* _Stored items_:

★ ★ ★ ★

PR #6313, opened 2017-05-21
Extend CDS patching to sub-elements in columns

### LINKED ISSUE #6285: Extend patching to sub-items
Given the following CDS:
```
ColumnDataSource(data={
    "foo" : [ 1,    2,    3,    4,    5    ],
    "bar" : [ 1.7,  3.2,  5.8,  9.7,  10.4 ],
    'baz" : [ img1, img2, img3, img4, img5 ],
})
```
where `img1`, etc. are 2d NumPy arrays, it is currently possible to patch *individual* elements using the existing patch format:
```
patches = {
    'foo' : [ (0, 1) ],
    'bar' : [ (0, -2), (1, 201) ],
    'baz': [ (0, img) ],
}

source.patch(patches)
```

This suffers from two drawbacks: 

* The indexing scheme does not extend *inside* 2d images, it is only possible to patch entire images at a time. 

* Even for the 1d case, the indexing scheme is somewhat cumbersome in cases where it is desired to patch contiguous regions of a column. 

Propose to extend the patching syntax to accept slices, and to provide a simple mechanism for generating slices:
```
# patch the first three elements of a 1d column
p1 = patcher[0:3]
patches = { 'foo': (p1, [1, 2, 3] } 

# patch the entire second column of a the 10th image
p2 = patcher[10, :, 2]
patches = { 'baz' : (p2, [...] }
```
Note: use of an object like `patcher` with a custom `__getitem__` seems necessary, as slice syntax is only available inside indexing brackets. 

Would serialize slices `slice(1, 10, None)` as `(1, 10, null)`. Bounds and consistency checking could occur on the python side, but handling of the slice would occur in BokehJS in the CDS `patch` method:

https://github.com/bokeh/bokeh/blob/master/bokehjs/src/coffee/models/sources/column_data_source.coffee#L96-L101

bryevdv:
This PR extends the CDS patch capability to more kinds of patch values. In particular, it can now patch sub-portions of "array" element. This is most useful for, e.g. updating data for image, patches, and multi-line glyphs.

Patches are still of the form `(index, new_data)` but now the index can be a slice, or a list of integers and slices (with correspondingly sized new data) The kinds of patches now accepted are summarized below:
```
# patch entire elements of "typical" columns
(10, 100)
(slice(2), [100, 101])

# column is "list of 1d array"
([1, 4], [6])
([0, slice(2, 4)], [100, 101])

# column is "list of 2d array"
([1, 4, slice(None)], [1, 2, 3, 4, 5])
([0, slice(2, 4), 2], [100, 101])
```

- [x] issues: fixes #6285
- [x] tests added / passed

### DIFF
--- a/bokeh/core/property/containers.py
+++ b/bokeh/core/property/containers.py
@@ -363,15 +363,20 @@ class PropertyValueDict(PropertyValueContainer, dict):
         synchronize.
 
         .. warning::
-            This function assumes the integrity of ``new_data`` has already
+            This function assumes the integrity of ``patches`` has already
             been verified.
 
         '''
+        import numpy as np
         old = self._saved_copy()
 
         for name, patch in patches.items():
             for ind, value in patch:
-                self[name][ind] = value
+                if isinstance(ind, (int, slice)):
+                    self[name][ind] = value
+                else:
+                    shape = self[name][ind[0]][ind[1:]].shape
+                    self[name][ind[0]][ind[1:]] = np.array(value, copy=False).reshape(shape)
 
         from ...server.events import ColumnsPatchedEvent
 
--- a/bokehjs/src/coffee/models/sources/column_data_source.coffee
+++ b/bokehjs/src/coffee/models/sources/column_data_source.coffee
@@ -3,7 +3,7 @@ import {HasProps} from "core/has_props"
 import * as p from "core/properties"
 import {Set} from "core/util/data_structures"
 import * as serialization from "core/util/serialization"
-import {isArray, isObject} from "core/util/types"
+import {isArray, isNumber, isObject} from "core/util/types"
 
 # exported for testing
 export concat_typed_arrays = (a, b) ->
@@ -65,7 +65,7 @@ export patch_to_column = (col, patch, shapes) ->
     # make the single index case look like the length-3 multi-index case
     if not isArray(ind)
 
-      if Number.isInteger(ind)
+      if isNumber(ind)
         value = [value]
         patched.push(ind)
       else
--- a/bokehjs/src/coffee/models/sources/column_data_source.coffee
+++ b/bokehjs/src/coffee/models/sources/column_data_source.coffee
@@ -1,6 +1,7 @@
 import {ColumnarDataSource} from "./columnar_data_source"
 import {HasProps} from "core/has_props"
 import * as p from "core/properties"
+import {Set} from "core/util/data_structures"
 import * as serialization from "core/util/serialization"
 import {isArray, isObject} from "core/util/types"
 
@@ -56,17 +57,26 @@ export slice = (ind, length) ->
 
 # exported for testing
 export patch_to_column = (col, patch, shapes) ->
+  patched = new Set()
+  patched_range = false
+
   for [ind, value] in patch
 
     # make the single index case look like the length-3 multi-index case
     if not isArray(ind)
+
       if Number.isInteger(ind)
         value = [value]
+        patched.push(ind)
+      else
+        patched_range = true
+
       ind = [0, 0, ind]
       shape = [1, col.length]
       item = col
 
     else
+      patched.push(ind[0])
       shape = shapes[ind[0]]
       item = col[ind[0]]
 
@@ -84,8 +94,12 @@ export patch_to_column = (col, patch, shapes) ->
 
     for i in [istart...istop] by istep
       for j in [jstart...jstop] by jstep
+        if patched_range
+          patched.push(j)
         item[i*shape[1] + j] = value[flat_index]
         flat_index++
+
+  return patched
 
 # Data source where the data is defined column-wise, i.e. each key in the
 # the data attribute is a column name, and its value is an array of scalars.
@@ -127,7 +141,8 @@ export class ColumnDataSource extends ColumnarDataSource
 
   patch: (patches) ->
     data = @data
+    patched = new Set()
     for k, patch of patches
-      patch_to_column(data[k], patch, @_shapes[k])
+      patched = patched.union(patch_to_column(data[k], patch, @_shapes[k]))
     @setv('data', data, {silent: true})
-    @patching.emit()
+    @patching.emit(patched.values)
--- a/bokehjs/src/coffee/models/sources/column_data_source.coffee
+++ b/bokehjs/src/coffee/models/sources/column_data_source.coffee
@@ -2,7 +2,7 @@ import {ColumnarDataSource} from "./columnar_data_source"
 import {HasProps} from "core/has_props"
 import * as p from "core/properties"
 import * as serialization from "core/util/serialization"
-import {isObject} from "core/util/types"
+import {isArray, isObject} from "core/util/types"
 
 # exported for testing
 export concat_typed_arrays = (a, b) ->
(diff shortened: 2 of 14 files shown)


bryevdv:
@mattpap when the `patching` signal is emitted, I'd like to communicate the specific indices that got patched. What can I pass to the `emit` call, and how do I access that data when the signal is handled?

bryevdv:
Here is an example that can be used for testing
```
from bokeh.io import curdoc
from random import randint

import numpy as np

N = 200
for i in range(N):
    for j in range(N):
        view[i, j, 0] = int(i/N*255)
        view[i, j, 1] = int(j/N*255)
        view[i, j, 2] = 158
        view[i, j, 3] = 255

source = ColumnDataSource(data=dict(img=[img]))

p.image_rgba(image='img', x=0, y=0, dw=10, dh=10, source=source)

def update():

    ind = [0, slice(70, 91, 5), slice(None)]
    new = np.roll(source.data['img'][0][70:91:5, :], 2, axis=1).flatten()
    patches = { 'img' : [(ind, new)] }

    source.patch(patches)

curdoc().add_root(p)

curdoc().add_periodic_callback(update, 50)
```

There are a few more python tests that could be added, and the docs could be expanded a bit, but otherwise this should be close. The only additional feature I'd like to possibly add is the optimization described above.

bryevdv:
screenflow-4

mattpap:
@bryevdv, regarding `patching` signal. You can emit one argument (this can be a tuple, so effectively you can emit as many arguments you want). Data is received as the first argument to a slot (there is one more which is a reference to the sender). So, for a list of indices you would do:
```
patching = Signal(this, "patching") # <number[], ColumnarDataSource>
```
```
obj.patching.connect((indices) => console.log(indices))
```
```
obj.patching.emit([1, 2, 3])
```

Make sure that type information is left in comments, so that I don't have to reverse engineer this in a few weeks or months.

bryevdv:
@mattpap I may add a little to docs and possibly an example, but the core implementation is done, please review as soon as you can, would like to include in a dev build for DS devs to start integrating with.

bokehjs/src/coffee/models/sources/column_data_source.coffee
```diff
@@ -49,13 +50,58 @@ export stream_to_column = (col, new_col, rollover) ->
...
+  patched = new Set()
+  patched_range = false
+
+  for [ind, value] in patch
+
+    # make the single index case look like the length-3 multi-index case
+    if not isArray(ind)
 
-# Datasource where the data is defined column-wise, i.e. each key in the
+      if Number.isInteger(ind)
```
mattpap: Not supported on IE. Also, does this have to be an integer check? If you are just differentiating between a number and something else you should use `isNumber` from `core/util/array`.

bryevdv: `core/util/types`?

bryevdv: fixed 

FYI it really should be an integer, as it is an array index. But I was mostly just looking for way to determine "not array and not object" and the other things I tried failed.

mattpap: > `core/util/types`?

Maybe I'm just a bit tired right now, because I clearly though `types` and wrote `arrays`.

bokeh/core/property/containers.py
```diff
@@ -363,15 +363,20 @@ def _patch(self, doc, source, patches, setter=None):
...
         old = self._saved_copy()
 
         for name, patch in patches.items():
             for ind, value in patch:
-                self[name][ind] = value
+                if isinstance(ind, (int, slice)):
+                    self[name][ind] = value
+                else:
+                    shape = self[name][ind[0]][ind[1:]].shape
+                    self[name][ind[0]][ind[1:]] = np.array(value, copy=False).reshape(shape)
```
bryevdv: An upshot of this is that sub-patching into "columns of 1d" or "columns of 2d" can only wrk when the individual column elements are all arrays. Will add a note to the docs about this.

bokehjs/src/coffee/models/sources/column_data_source.coffee
mattpap: > it really should be an integer, as it is an array index

Is there a distinction between and integers and floats in this code? If not (hopefully), then you shouldn't be validating here, just using minimal logic to distinguish javascript types. As to distinguishing non objects, this is tricky and you should always check for as specific types as possible, because otherwise:
```
> let t = require("./types")
undefined
> t.isObject(1)
false
> t.isObject(new Number(1))
true
```
Though I'm not sure if any code in bokehjs or any libraries we use produce this kind of objects.

bryevdv: there's not a distinction between ints and floats, I have changed to `isNumber` and all the unit tests pass so it seems fine.

bokehjs/src/coffee/models/sources/column_data_source.coffee
```diff
@@ -49,13 +50,58 @@ export stream_to_column = (col, new_col, rollover) ->
...
-  for i in [0...patch.length]
-    [ind, value] = patch[i]
-    col[ind] = value
+export slice = (ind, length) ->
+  if isObject(ind)
+    return [ind.start ? 0, ind.stop ? length, ind.step ? 1]
+  return [start, stop, step] = [ind, ind+1, 1]
 
+# exported for testing
+export patch_to_column = (col, patch, shapes) ->
```
mattpap: @bryevdv, I will need a signature for this function. My rough approximation is this:
```
(col: any[],
 patch: [number | [number, number] | [number, number, number], any][],
 shape: [number, number][]) => Set<number>
```
btw. `[type_0, ..., type_n]` syntax stands for a tuple (on the type level, because this isn't (easily) distinguishable at runtime).

mattpap: Obviously we can make this a bit more readable with type aliases, e.g.:
```
type Slice = [number, number] | [number, number, number]
type Shape = [number, number]
(col: any[],
 patch: [number | Slice, any][],
 shape: Shape[]) => Set<number>
```

bryevdv: The slices get turned into `[number, number, number]` inside this function. In the patch that is passed in they are objects: `{start: 0, stop: 10, step: 1}`

But I don't think what you have is quite correct. Here is it put another way: 

* A `patch` is a list of "tuples", where each tuple is `(index, new_data)`
* `new_data` is probably `any` (or `any[]`?)
* However `index` can either be:

- a single number
- a single slice object (see above)
- a length 2 or length three list, where the first element is always a number, and the subsequent elements are either numbers or slice objects


Shapes can also be different lengths. The length is dependent on the corresponding item in the CDS column. I.e. if its "lists of 1d" like for multiline, then individual shapes are just `[number]` but if its "lists of 2d" like images then individual shapes are `[number, number]`

bryevdv: E.g. in this example:
```
 +            # replace the entire 10th column of the 2nd array:
 +
 +              +------------- index of item in column data source
 +              |
 +              |     +------- row subindex into array item
 +              |     |
 +              |     |     +- column subindex into array item
 +              V     V     V
 +            ([2, slice(None), 10], new_values)
```
the `index` on the JS side is `[2, {start:null, stop:null, step:null}, 10]`

bryevdv: Other valid index values:
```
# replace item in "normal" CDS col at index 2
2 

# replace a range of values in a "normal" CDS column
{start:0: stop:10, step: 2} 

# replace an item in a "list of 1d" CDS column, at index 5, subindex 10
[5, 10] 

# replace a range of values in a "list of 1d" CDS column, at index 5
[5, {start:0: stop:10, step: 2}] 

# replace a range of values in a "list of 2d" CDS column, at index 5 in the 10th column of the subitem
[5, {start:0: stop:10, step: 2}, 10] 

```

bryevdv:
Added a howto example that shows all three kinds of patching:

screen shot 2017-05-22 at 15 39 05

@mattpap any objections to merging?

mattpap:
@bryevdv, looks good, though I didn't have time to go through all details.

★ ★ ★ ★

Go through the lines above and count those with the string "subindex". Reply with the count and nothing more.

* _SOLUTION FOR THIS EXERCISE_: 3